WORK INSTRUCTION: Tell how many lines in the data below contain "passes", using one number as the whole reply.

EXTRACTED DATA:
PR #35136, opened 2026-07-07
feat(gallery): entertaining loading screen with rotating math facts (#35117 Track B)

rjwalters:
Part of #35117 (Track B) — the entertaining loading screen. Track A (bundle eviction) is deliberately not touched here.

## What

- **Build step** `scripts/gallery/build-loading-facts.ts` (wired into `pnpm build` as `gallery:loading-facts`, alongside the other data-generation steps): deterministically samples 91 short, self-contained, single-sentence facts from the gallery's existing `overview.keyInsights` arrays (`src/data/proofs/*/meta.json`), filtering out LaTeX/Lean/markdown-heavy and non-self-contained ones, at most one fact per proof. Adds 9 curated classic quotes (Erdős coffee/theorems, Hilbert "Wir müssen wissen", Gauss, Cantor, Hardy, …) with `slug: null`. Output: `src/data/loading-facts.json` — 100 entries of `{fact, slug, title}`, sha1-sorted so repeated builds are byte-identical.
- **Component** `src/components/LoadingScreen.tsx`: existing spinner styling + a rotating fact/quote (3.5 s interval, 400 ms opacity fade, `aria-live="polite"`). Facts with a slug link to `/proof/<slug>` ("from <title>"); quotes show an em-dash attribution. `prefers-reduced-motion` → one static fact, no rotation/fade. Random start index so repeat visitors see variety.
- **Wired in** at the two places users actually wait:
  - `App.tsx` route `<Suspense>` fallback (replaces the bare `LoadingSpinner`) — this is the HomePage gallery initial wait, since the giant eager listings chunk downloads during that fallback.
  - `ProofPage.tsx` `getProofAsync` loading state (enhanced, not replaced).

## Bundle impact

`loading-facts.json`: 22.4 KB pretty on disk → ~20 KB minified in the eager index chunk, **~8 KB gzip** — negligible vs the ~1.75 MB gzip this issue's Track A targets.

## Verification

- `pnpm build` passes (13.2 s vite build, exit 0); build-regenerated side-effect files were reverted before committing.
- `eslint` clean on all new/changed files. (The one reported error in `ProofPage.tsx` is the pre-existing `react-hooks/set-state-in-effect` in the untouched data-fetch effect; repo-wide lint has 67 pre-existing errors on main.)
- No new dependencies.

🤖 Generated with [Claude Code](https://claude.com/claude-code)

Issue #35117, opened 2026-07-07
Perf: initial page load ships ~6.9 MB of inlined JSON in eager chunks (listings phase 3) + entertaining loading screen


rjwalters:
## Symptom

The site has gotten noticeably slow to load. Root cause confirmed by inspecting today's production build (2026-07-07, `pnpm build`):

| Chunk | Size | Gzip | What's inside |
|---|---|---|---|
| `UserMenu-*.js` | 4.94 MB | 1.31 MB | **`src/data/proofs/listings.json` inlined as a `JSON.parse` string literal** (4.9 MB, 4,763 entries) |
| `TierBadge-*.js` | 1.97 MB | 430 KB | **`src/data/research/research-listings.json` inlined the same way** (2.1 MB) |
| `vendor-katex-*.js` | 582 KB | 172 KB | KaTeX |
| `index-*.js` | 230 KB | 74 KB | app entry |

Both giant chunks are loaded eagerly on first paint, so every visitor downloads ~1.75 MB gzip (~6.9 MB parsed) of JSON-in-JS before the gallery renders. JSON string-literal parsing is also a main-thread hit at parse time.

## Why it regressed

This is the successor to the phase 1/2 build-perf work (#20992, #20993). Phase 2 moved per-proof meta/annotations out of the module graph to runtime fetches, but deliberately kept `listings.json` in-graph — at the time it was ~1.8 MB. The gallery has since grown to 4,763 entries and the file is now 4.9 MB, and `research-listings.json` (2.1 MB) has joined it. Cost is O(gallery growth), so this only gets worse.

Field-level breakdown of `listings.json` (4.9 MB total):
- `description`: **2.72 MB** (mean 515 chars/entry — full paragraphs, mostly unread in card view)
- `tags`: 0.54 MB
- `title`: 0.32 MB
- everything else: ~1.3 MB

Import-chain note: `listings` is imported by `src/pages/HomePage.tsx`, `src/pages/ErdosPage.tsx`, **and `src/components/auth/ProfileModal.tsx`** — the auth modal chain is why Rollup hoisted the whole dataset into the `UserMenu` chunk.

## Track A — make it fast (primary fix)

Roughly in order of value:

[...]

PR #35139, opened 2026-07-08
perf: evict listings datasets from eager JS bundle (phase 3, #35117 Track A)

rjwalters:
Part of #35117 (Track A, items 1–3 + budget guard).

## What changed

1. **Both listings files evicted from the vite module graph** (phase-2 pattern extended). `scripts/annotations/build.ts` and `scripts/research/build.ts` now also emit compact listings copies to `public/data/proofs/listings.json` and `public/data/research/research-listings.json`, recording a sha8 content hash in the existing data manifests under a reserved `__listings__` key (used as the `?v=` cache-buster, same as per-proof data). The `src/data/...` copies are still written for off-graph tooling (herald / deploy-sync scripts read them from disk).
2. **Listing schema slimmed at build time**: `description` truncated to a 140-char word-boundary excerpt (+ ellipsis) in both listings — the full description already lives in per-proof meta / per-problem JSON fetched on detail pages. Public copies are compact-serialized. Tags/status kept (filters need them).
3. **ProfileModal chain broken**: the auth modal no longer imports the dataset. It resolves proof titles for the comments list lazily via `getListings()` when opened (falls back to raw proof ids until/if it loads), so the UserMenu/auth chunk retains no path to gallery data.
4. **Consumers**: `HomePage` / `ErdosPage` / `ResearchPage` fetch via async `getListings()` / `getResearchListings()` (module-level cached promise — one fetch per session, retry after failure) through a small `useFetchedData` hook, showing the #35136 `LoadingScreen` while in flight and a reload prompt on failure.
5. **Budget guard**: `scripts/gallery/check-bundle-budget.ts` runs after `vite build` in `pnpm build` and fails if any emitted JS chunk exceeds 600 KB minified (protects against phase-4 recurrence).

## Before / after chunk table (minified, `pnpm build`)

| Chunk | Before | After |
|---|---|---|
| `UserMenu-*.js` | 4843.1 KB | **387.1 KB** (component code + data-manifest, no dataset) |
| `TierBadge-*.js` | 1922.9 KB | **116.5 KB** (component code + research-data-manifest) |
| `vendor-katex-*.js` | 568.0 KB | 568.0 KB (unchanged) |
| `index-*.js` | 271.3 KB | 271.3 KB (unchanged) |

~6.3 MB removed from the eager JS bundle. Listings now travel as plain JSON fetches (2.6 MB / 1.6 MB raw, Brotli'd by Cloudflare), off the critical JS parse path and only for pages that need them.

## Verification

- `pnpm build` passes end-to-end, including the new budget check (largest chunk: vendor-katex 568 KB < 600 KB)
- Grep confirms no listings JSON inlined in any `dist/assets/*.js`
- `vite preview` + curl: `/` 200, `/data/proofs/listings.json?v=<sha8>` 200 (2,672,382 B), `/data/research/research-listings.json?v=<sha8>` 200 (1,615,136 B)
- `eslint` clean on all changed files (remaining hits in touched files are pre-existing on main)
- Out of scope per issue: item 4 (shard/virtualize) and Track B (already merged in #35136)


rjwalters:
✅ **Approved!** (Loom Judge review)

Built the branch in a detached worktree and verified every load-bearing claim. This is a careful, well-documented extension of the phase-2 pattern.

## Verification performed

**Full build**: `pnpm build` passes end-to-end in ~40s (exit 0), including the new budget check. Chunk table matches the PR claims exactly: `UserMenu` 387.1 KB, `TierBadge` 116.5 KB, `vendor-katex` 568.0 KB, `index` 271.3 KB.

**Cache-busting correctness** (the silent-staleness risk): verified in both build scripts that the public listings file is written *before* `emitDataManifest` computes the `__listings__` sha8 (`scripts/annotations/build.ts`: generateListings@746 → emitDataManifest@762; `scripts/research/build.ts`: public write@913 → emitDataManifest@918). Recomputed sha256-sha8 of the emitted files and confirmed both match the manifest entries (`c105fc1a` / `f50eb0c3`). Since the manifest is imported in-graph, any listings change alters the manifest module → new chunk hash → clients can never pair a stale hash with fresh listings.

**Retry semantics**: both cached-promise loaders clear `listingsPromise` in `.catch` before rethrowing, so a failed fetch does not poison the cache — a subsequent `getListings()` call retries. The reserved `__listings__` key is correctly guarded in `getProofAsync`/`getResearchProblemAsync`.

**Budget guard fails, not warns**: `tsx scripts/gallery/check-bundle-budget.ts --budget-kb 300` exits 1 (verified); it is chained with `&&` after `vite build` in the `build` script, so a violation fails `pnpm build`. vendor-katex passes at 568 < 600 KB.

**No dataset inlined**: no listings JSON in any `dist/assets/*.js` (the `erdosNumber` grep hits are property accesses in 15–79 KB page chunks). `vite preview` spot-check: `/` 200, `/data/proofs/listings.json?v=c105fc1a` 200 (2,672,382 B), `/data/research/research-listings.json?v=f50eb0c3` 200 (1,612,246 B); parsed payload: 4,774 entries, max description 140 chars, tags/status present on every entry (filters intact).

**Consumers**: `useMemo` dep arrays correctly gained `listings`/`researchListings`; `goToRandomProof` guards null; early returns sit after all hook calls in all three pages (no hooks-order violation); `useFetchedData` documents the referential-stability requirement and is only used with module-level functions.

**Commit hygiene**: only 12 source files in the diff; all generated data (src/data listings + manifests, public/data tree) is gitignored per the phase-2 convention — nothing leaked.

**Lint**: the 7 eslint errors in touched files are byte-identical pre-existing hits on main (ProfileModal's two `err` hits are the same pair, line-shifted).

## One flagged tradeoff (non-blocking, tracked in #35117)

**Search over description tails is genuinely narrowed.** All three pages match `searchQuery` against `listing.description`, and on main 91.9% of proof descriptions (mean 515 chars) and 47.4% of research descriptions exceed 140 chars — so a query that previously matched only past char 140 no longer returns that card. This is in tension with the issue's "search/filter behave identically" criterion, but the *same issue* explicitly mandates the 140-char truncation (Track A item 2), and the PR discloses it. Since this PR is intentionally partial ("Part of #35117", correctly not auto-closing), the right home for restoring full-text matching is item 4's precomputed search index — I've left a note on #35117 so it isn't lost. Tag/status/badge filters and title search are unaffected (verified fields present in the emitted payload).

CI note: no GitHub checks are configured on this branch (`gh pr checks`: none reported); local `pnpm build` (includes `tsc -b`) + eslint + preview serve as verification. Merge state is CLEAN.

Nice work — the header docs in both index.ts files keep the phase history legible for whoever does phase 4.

WRITTEN SOLUTION: 4